I’m going through a very low sex drive phase (have been for a couple months) especially cause of lockdown but it’s affecting my relationship and I think my bf is Secretly frustrated or bored. I need ideas of how to motivate myself to make an effort even just teasing or something bc if I’m not in the mood to do stuff I hate forcing myself to do it feels like I’m violating myself.

Any tips for changing perspective or is there a physical thing? I’ve been tired, depressed and having low self esteem. Not even bothering to shave. I just don’t care right now. but I know I should. He is upset that I am not caring these days.
Reply 1
PS I know if it was the other way around I would also get frustrated
why not ask him?
Reply 3
Original post by MalcolmX
why not ask him?

I don't want to admit that I'm struggling with this, a lack of confidence or sexual drive is not attractive. He might also think i'm less fertile or something

Already my hair is all falling out and I see him watching it
Original post by Anonymous
I don't want to admit that I'm struggling with this, a lack of confidence or sexual drive is not attractive. He might also think i'm less fertile or something

Already my hair is all falling out and I see him watching it


People seem to thing that when they lie and not convincingly it's like you're not obvious to the other person and your gonna make more problems. Just tell him and say you'll think of way to surprise him. sex is not as important as honesty. Might be hormonal.
Original post by Anonymous
I don't want to admit that I'm struggling with this, a lack of confidence or sexual drive is not attractive. He might also think i'm less fertile or something

Already my hair is all falling out and I see him watching it

If you hair is falling out, go to the doctor! I am in a hair group on Facebook, and issue of falling hair has been discussed several times. I don't remember the details, but everywhere everyone said, go to the doc, it can be something more serious. I think somebody said even something about sex drive, so i could be worth checking it out! You can start by searching "my hair is falling out". It can hopefully shine some light on both of your problems in one go...
If you're not in the mood for it then do not force yourself. Sex shouldn't be a chore. Have a conversation with your boyfriend about how you are feeling rather than putting yourself through it just to please him. He'd likely be unhappy to know you're just having sex with him because you feel you have to, rather than actually wanting to engage in it.

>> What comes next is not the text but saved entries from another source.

PR #579, opened 2025-02-11
[ECO-2807] Have the `deployer` service start a very short arena; add tests to set next melee duration

xbtmatt:
# Description

- [X] Add a script in the build publish payload command in the `deployer` service to find the default duration and replace it with a single microsecond
- [X] Ensure that the arena immediately ends in tests
- [X] Add helper functions to end the very first melee and start a new one, with all unlocked (no grace period) markets
- [x] Re-build and push the new `deployer` image with this PR

# Testing

- [x] Ensure the general test flow and emojicoin client continue to work
- [x] Ensure websockets tests continue to work
- [x] Ensure the next duration of the arena is properly set and used

# Checklist


src/typescript/sdk/src/const.ts
```diff
@@ -119,6 +119,16 @@ export const MARKET_REGISTRATION_DEPOSIT = 1n * ONE_APT_BIGINT;
 export const MARKET_REGISTRATION_GAS_ESTIMATION_NOT_FIRST = ONE_APT * 0.005;
 export const MARKET_REGISTRATION_GAS_ESTIMATION_FIRST = ONE_APT * 0.6;
 export const BASIS_POINTS_PER_UNIT = 10_000n;
+
+// Arena constants.
+export const ARENA_CONSTANTS = {
+  // Note that in test, the `deployer` service changes this value to `1n`; i.e., one microsecond.
```
alnoki, line 125: - [ ] Update to something more generalized such that this comment does not need to be revised in case the deployer service changes
- [ ] Resolve this comment

src/typescript/sdk/tests/e2e/broker/utils.ts
```diff
@@ -126,19 +133,73 @@ export const customWaitFor = async (condition: () => boolean) =>
   });
 
 /**
- * Have the publisher trade on both markets it registered to unlock them by ending the grace period.
+ * Have the publisher register and trade on a market to unlock it by ending the grace period.
+ *
+ * This facilitates beginning a new arena, since the new arena must have a new unique combination
+ * of market IDs.
+ *
+ * This function can/should only be called *ONCE* during the entire jest test suite, since it makes
```
alnoki, line 141: Is there any way to enforce this?

src/typescript/sdk/tests/e2e/broker/utils.ts
```diff
@@ -126,19 +133,73 @@ export const customWaitFor = async (condition: () => boolean) =>
...
+ * assumptions about the initial state on-chain.
+ */
+export const registerAndUnlockMarketForTestSuite = async (newSymbol: SymbolEmoji[]) => {
+  const emojicoin = new EmojicoinClient();
+  const publisher = getPublisher();
+  const numMarkets = await fetchNumRegisteredMarkets();
+  // This function should only be called at the very beginning of the test suite initialization,
```
alnoki, line 148: Is there any way to enforce this?

src/typescript/sdk/tests/e2e/broker/utils.ts
xbtmatt: It will be enforced because it will fail if it's ever called twice- the documentation is there to explain why it errors out

src/typescript/sdk/src/const.ts
xbtmatt: I was just looking at this comment myself and wondering if this might ever change, haha, will update it.

xbtmatt: Fixed 8a9d136288f1a6e80302cfe04c2c04d7193340df

src/typescript/sdk/tests/e2e/broker/utils.ts
xbtmatt: Okay unfortunately there's no easy way to do it- I just made it very clear what it's doing and how to use it, should be good enough

xbtmatt: I ended up separating all the tests into three different iterations- so they can't interfere with each other anymore. Discussed on call and resolved

PR #581, opened 2025-02-11
test(ECO-2808): Add E2E tests for arena processor refactor

CRBl69:
# Description

This PR adds E2E tests for the arena processor refactor.

# Testing

Run arena E2E tests.

# Checklist


xbtmatt (approved):
Trying to clear these out today, just going to note two changes I made:

1. I moved the utilities into an `arena/utils.ts` file
2. I removed the wait for melee ending from the `crankAndSetNextMeleeDuration` function- since it was doing too much. You now have to explicitly wait for the melee to end before calling it
3. Converted title/commits to conventional commits so it's mergeable

PR #593, opened 2025-02-13
[ECO-2828] Add shadcn styles to `global.css` for prototyping

xbtmatt:
# Description

Adds shadcn styles to `global.css` and tailwind utilities so we can use shadcn components while prototyping and in test

### DIFF
--- a/src/typescript/frontend/src/app/global.css
+++ b/src/typescript/frontend/src/app/global.css
@@ -26,7 +26,7 @@
   --warning: #ffb119;
   --error: #f3263e;
 
-  /* ShadCN styles- currently only used for testing and prototyping. */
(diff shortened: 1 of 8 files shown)


src/typescript/frontend/src/app/global.css
```diff
@@ -25,6 +25,28 @@
   --pink: #cd2f8d;
   --warning: #ffb119;
   --error: #f3263e;
+
+  /* ShadCN styles- currently only used for testing and prototyping. */
```
xbtmatt, line 29:
```suggestion
  /* shadcn styles- currently only used for testing and prototyping. */
```

CRBl69 (approved):

PR #594, opened 2025-02-13
[ECO-2817] Pin the broker and processor versions in `compose.yaml`

xbtmatt:
- [x] Pin versions in `compose.yaml`
- [x] Remove fields added for `arena` that aren't in `4.0.2`


src/typescript/sdk/src/indexer-v2/types/postgres-numeric-types.ts
```diff
@@ -104,11 +104,9 @@ export const floatColumns: Set<AnyColumnName> = new Set([
   "emojicoin_0_proceeds",
   "emojicoin_0_exchange_rate_base",
   "emojicoin_0_exchange_rate_quote",
-  "emojicoin_0_market_id",
```
alnoki, line 107: What is this about? Just didn't see it in PR description

src/typescript/sdk/tests/e2e/schema.test.ts
```diff
@@ -60,6 +60,8 @@ describe("verifies the schema is what's expected", () => {
     const floats: Set<AnyColumnName> = new Set();
     const integers: Set<AnyColumnName> = new Set();
     for (const table of tables) {
+      expect(definitions[table]).toBeDefined();
```
alnoki, line 63: Ditto for this

alnoki (approved):

src/typescript/sdk/tests/e2e/schema.test.ts
xbtmatt: When the schema test fails it's not clear why because `jest` error logs are bad when the error isn't `expect(...)`ed, so I tried to make it more clear.

PR #596, opened 2025-02-13
[ECO-2820] Bump frontend/SDK versions

xbtmatt:
# Description

- [x] Since this only adds to community projects JSON data and fixes the market cap representation, it is just a patch version bump for the frontend.
- [x] Bump the SDK version due to the changes for how docker image versions are pulled


alnoki (changes requested):
- [ ] Bump binary versions in SDK tests
- [ ] Bump SDK version as applicable

alnoki (approved):

PR #602, opened 2025-02-13
feat(ECO-2833): Price display updates

xbtmatt:
# Description

- [x] Display price feed in banner as 0% instead of +0% in green when the delta is exactly 0
- [x] De-couple the delta calculation logic from type conversion
- [x] Add an easier to read `ColoredPriceDisplay` re-usable component to visually mute the non-significant figures in a decimalized-price
~- [x] Use 9 sig figs instead of 8~ Scrapped this because it might confuse users
- [x] Re-use as much logic in `FormattedNumber` as possible

# Testing

### Before

image

### After

image


CRBl69 (changes requested):
Mostly looks good besides the small comment I left :+1:.

Also, it seems there are two changes in this PR:

- Minor price feed styling fixes.
- Color changes for the trade history table.

It is even more confusing as the title of the PR is "price feed component updates" and the screenshots show the trade history table. I'll let this one slide, as this PR might have been made before discussing the separation of PRs, but things like this (mismatch between title and description/screenshots) should be an obvious red flag to separate something into two PRs in the future.

CRBl69 (approved):

xbtmatt (commented):
Things changed since approval:

1. Extracted the Intl formatting logic from `FormattedNumber` to re-use in the colored price display component. Moved it to `format-number-string.ts`
2. Added specific brightness values attached to the color value for `PriceColors`
3. Renamed from `NominalPriceDisplay` to `ColoredPriceDisplay`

I'd suggest you also speak to a doctor (you may be able to get a phone appointment) about how you are feeling. It sounds like this could be more complex than simply feeling a bit low.
(edited 3 years ago)
Reply 7
Original post by sinfonietta
If you're not in the mood for it then do not force yourself. Sex shouldn't be a chore. Have a conversation with your boyfriend about how you are feeling rather than putting yourself through it just to please him. He'd likely be unhappy to know you're just having sex with him because you feel you have to, rather than actually wanting to engage in it.

I'd suggest you also speak to a doctor (you may be able to get a phone appointment) about how you are feeling. It sounds like this could be more complex than simply feeling a bit low.

I've already been to the Dr, had blood tests done and some hormone levels checked, nothing particularly wrong..

Another thing is that I've had an abortion in the recent past and after that I've felt terrified of it happening again and avoid sex because it just makes me feel too negative and guilty, nothing good enough about it..
Reply 8
Original post by Catsarepurrfect
If you hair is falling out, go to the doctor! I am in a hair group on Facebook, and issue of falling hair has been discussed several times. I don't remember the details, but everywhere everyone said, go to the doc, it can be something more serious. I think somebody said even something about sex drive, so i could be worth checking it out! You can start by searching "my hair is falling out". It can hopefully shine some light on both of your problems in one go...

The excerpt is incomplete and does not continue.